- [Task statement]: Return every line from the one with "PR #1988, opened 2024-05-06" through the one with "This avoids fetching", inclusive, exactly as it appears below.

(Material shown begins)

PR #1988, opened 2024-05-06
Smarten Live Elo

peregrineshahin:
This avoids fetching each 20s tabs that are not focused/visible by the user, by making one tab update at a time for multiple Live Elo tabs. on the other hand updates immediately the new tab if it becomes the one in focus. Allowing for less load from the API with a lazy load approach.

(Material shown ends)
(Material shown begins)

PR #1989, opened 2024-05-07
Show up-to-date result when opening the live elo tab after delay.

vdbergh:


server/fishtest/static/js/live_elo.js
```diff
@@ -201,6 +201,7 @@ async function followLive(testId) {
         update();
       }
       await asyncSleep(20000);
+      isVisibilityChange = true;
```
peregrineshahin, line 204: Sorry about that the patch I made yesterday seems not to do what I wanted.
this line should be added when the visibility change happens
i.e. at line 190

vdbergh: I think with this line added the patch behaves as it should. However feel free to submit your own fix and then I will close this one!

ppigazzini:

(Material shown ends)
(Material shown begins)

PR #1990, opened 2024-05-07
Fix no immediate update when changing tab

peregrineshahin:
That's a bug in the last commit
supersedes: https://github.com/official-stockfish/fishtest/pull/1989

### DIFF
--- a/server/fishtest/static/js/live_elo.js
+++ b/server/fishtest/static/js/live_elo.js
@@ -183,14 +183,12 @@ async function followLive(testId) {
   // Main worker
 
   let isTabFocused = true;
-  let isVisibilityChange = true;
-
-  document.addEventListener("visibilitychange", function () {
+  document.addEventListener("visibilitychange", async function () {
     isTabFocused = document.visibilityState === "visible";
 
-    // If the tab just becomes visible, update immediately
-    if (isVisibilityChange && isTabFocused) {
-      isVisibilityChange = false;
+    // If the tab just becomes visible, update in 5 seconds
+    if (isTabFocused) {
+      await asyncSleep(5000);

(Material shown ends)

- [Answer for this exercise]:
PR #1988, opened 2024-05-06
Smarten Live Elo

peregrineshahin:
This avoids fetching each 20s tabs that are not focused/visible by the user, by making one tab update at a time for multiple Live Elo tabs. on the other hand updates immediately the new tab if it becomes the one in focus. Allowing for less load from the API with a lazy load approach.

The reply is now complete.